Mine go in day after capping



WBVC said:


> Does one use an incubator to ensure no rouge queens will tear them down?


That is one reason but not the only reason.




WBVC said:


> Do you get better Queens using an incubator?


They come out so good and hatch so uniformly that it can feel that way.



WBVC said:


> Once they hatch how do you, and how long can you, keep them in an incubator when they don't have attendants?


Haven't tried it so don't know. Have had them hatch sometimes due to my own poor time keeping they don't last long loose in the incubator.




WBVC said:


> If holding in an incubator after hatching does one give them attendants, Queen candy, honey or what?


Again, haven't done this. However if you watch a virgin hatch on a comb of bees, the very first thing she does is find an open cell of nectar to get a good long drink. After that she begs from workers so I presume that is to get something containing pollen. If I did hatch them in captivity I would try to find some way to emulate nature.



WBVC said:


> Do you have to have them vertical in the incubator as they would be oriented in a hive with the pointed end downwards or can you lay them on their sides and stack them like firewood?

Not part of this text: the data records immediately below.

PR #2493, opened 2026-02-18
🤖 feat: boundary-windowed chat loading + metadata-only workspace activity

ThomasK33:
## Summary

Overhaul chat subscription architecture to load only the current compaction epoch on startup, scope full transcript streaming to the active workspace, and add cursor-based "Load More" pagination for older history.

## Background

Previously, every workspace started a full `onChat` subscription that replayed from the **penultimate** compaction boundary, meaning all workspaces eagerly loaded two epochs of history regardless of whether they were visible. This caused unnecessary data transfer at startup and steady-state bandwidth waste.

This PR introduces three key changes:
1. **Latest-boundary replay** — initial load starts from `skip=0` (latest boundary only) instead of `skip=1`
2. **Active-workspace scoping** — only the currently-displayed workspace gets a full `onChat` stream; all others use a lightweight metadata-only activity feed for sidebar indicators
3. **Load More pagination** — a cursor-based ORPC endpoint + frontend button to page backwards through older compaction epochs on demand

### Backend (`agentSession.ts`, `historyService.ts`, ORPC schemas/router)
- `emitHistoricalEvents()` now calls `getHistoryFromLatestBoundary(workspaceId, 0)` 
- New `workspace.history.loadMore` endpoint returns a single older boundary window with cursor-based pagination
- New `getHistoryBoundaryWindow()` helper scans boundaries to return exactly one epoch window at a time

### Frontend aggregator (`StreamingMessageAggregator.ts`)
- Renamed `pruneBeforePenultimateBoundary` → `pruneBeforeLatestBoundary`  
- Live compaction now prunes everything before the incoming boundary's sequence, keeping only the current epoch

### Frontend store (`WorkspaceStore.ts`, `WorkspaceContext.tsx`)
- `addWorkspace()` no longer starts `runOnChatSubscription()` — subscription is managed by `ensureActiveOnChatSubscription()`
- Only one full `onChat` stream active at a time, switched via `setActiveWorkspaceId()`
- Activity subscription (`workspace.activity.list/subscribe`) provides streaming/recency/model fallbacks for non-active workspaces
- Per-workspace pagination state initialized on `caught-up`, exposed as `hasOlderHistory`/`loadingOlderHistory` in `WorkspaceState`

### Frontend UI (`ChatPane.tsx`)
- "Load older messages" button above transcript when `hasOlderHistory` is true
- Disabled with "Loading..." text during fetch

## Validation

- `make typecheck` ✅
- `make lint` ✅  
- `make fmt-check` ✅
[...]

PR #2546, opened 2026-02-23
🤖 fix: refresh session usage on workspace activation to fix stale cost totals

ethanndickson:
## Summary

Fixes stale workspace cost totals when switching between workspaces. The frontend fetched persisted session usage (`session-usage.json`) only once during workspace registration (`addWorkspace`), so cost rollups arriving while a workspace was inactive (e.g., sub-agent deletions) were never picked up until a hard refresh.

## Background

PR #2493 introduced boundary-windowed chat loading, where only the active workspace receives a full `onChat` subscription. Non-active workspaces use metadata-only activity feeds. This means `session-usage-delta` events — which carry sub-agent cost rollups — only reach the currently active workspace.

Since `getSessionUsage()` was only called once during `addWorkspace()`, switching back to a workspace that received rollups while inactive would show stale (lower) cost totals. Users reported workspaces dropping from ~$20 to <$5 until `Ctrl+Shift+R` forced a full reload.

## Implementation

- Extracted the inline `getSessionUsage` fetch + repricing logic from `addWorkspace()` into a shared `refreshSessionUsage()` private method.
- Added a per-workspace request version guard so slower/older fetch responses cannot overwrite fresher state during rapid workspace switches.
- `setActiveWorkspaceId()` now calls `refreshSessionUsage()` for the newly active workspace, re-hydrating any cost data that arrived while it was inactive.
- Cleanup: `removeWorkspace()` clears the request-version tracking for deleted workspaces.

## Validation

- New regression tests:
  - Verifies activation triggers a fresh `getSessionUsage` fetch and hydrates `sessionTotal`
  - Verifies stale in-flight responses are dropped when a newer refresh supersedes them
- All existing `WorkspaceStore.test.ts` tests pass
- `make typecheck` passes

---

### DIFF
--- a/src/browser/stores/WorkspaceStore.test.ts
+++ b/src/browser/stores/WorkspaceStore.test.ts
@@ -29,7 +29,9 @@ const mockOnChat = mock(async function* (
   });
 });
 
-const mockGetSessionUsage = mock(() => Promise.resolve(undefined));
+const mockGetSessionUsage = mock((_input: { workspaceId: string }) =>
+  Promise.resolve<unknown>(undefined)
+);
 const mockHistoryLoadMore = mock(
   (): Promise<LoadMoreResponse> =>
     Promise.resolve({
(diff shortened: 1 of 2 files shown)


ethanndickson:
@codex review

Hang vertically same as in a hive.




WBVC said:


> If the Queen cages touch one another in an incubator will virgin queens kill each other through their cage walls?


Haven't tried so don't know. Queens cannot kill each other through an excluder though so I doubt it. A close encounter while caged may cause stress though at that age they are programed to seek and fight other queens relentlessly.




WBVC said:


> Why do folks prefer incubators over hives?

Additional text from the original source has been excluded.